Futures have slumped more than 20% since early January as the virus curtailed demand in a market awash with crude. Technical experts from the OPEC+ coalition will meet in Vienna and their assessment on the outbreak may determine whether the alliance convenes a ministerial meeting later this month to consider new output cuts. Commodities in China plunged for a second day as the nation takes steps to adjust to a slower rate of economic growth.
The virus has upended trade flows and probably led to a 20% cut to China’s oil demand as the crisis hits the world’s biggest commodities importer. Refineries are curbing operations and shutting plants, while the nation’s top processor is seeking to re-sell millions of barrels of West African crude it no longer needs because of the squeeze to consumption.

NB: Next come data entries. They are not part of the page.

PR #96, opened 2020-11-30
Add crd & rbac rule for ClusterClaim controller

elgnay:

The task link: https://github.com/open-cluster-management/backlog/issues/7158


qiujian16:
do we remove the crd when klusterlet is deleted?

elgnay:
> do we remove the crd when klusterlet is deleted?

The logic is added to delete ClusterClaim crd once klusterlet is deleted.

pkg/operators/klusterlet/controllers/klusterletcontroller/klusterlet_controller.go
```diff
@@ -38,11 +38,13 @@ const (
 	klusterletFinalizer = "operator.open-cluster-management.io/klusterlet-cleanup"
 	imagePullSecret     = "open-cluster-management-image-pull-credentials"
 	klusterletApplied   = "Applied"
+	clusterClaimCrdFile = "manifests/klusterlet/0000_02_clusters.open-cluster-management.io_clusterclaims.crd.yaml"
```
qiujian16: should we just put this in staticResourceFiles?

elgnay: Yes, we can. I've updated the code as suggested.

“The coronavirus is prompting growth downgrades around the world and oil demand is taking a big hit,” said Howie Lee, an economist at Oversea-Chinese Banking Corp. in Singapore. “It looks highly likely to me that OPEC+ will extend its production cuts from March to June. It’s a logical response given how depressed prices are now.”
West Texas Intermediate for March delivery added 25 cents to $50.36 a barrel on the New York Mercantile Exchange as of 10 a.m. in Singapore after falling as much as 0.9% earlier. The contract slumped 2.8% to the lowest since January 2019 on Monday. Brent gained 0.2% after dropping 3.8% on Monday.
China’s benchmark futures plunged amid a rush by traders to exit positions. Crude in Shanghai tumbled more than 7%, while iron ore and rubber slumped.